REQUIREMENT:
One figure is wanted here: how many lines in the entries hold the word "pedrobaeza".

GIVEN RECORDS:
PR #2612, opened 2023-04-20
[14.0][FIX] *: remove `lxml` from python depends

luisg123v:
Such dependency is already included in Odoo requirements using a pinned
version [1]. Adding here could cause to upgrade the library to an
incompatible version.

[1] https://github.com/odoo/odoo/blob/54e58b3e47ee/requirements.txt#L23

### DIFF
--- a/html_image_url_extractor/__manifest__.py
+++ b/html_image_url_extractor/__manifest__.py
@@ -12,6 +12,5 @@
     "license": "AGPL-3",
     "application": False,
     "installable": True,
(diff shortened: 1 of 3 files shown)


luisg123v:
Hi @moylop260,

Could you review, please?

CC @randall-vx @desdelinux

moylop260 (approved):
👍

luisg123v:
Hi @pedrobaeza, what do you think about this one?

pedrobaeza (approved):
/ocabot merge patch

ANSWER TO THIS TASK:
2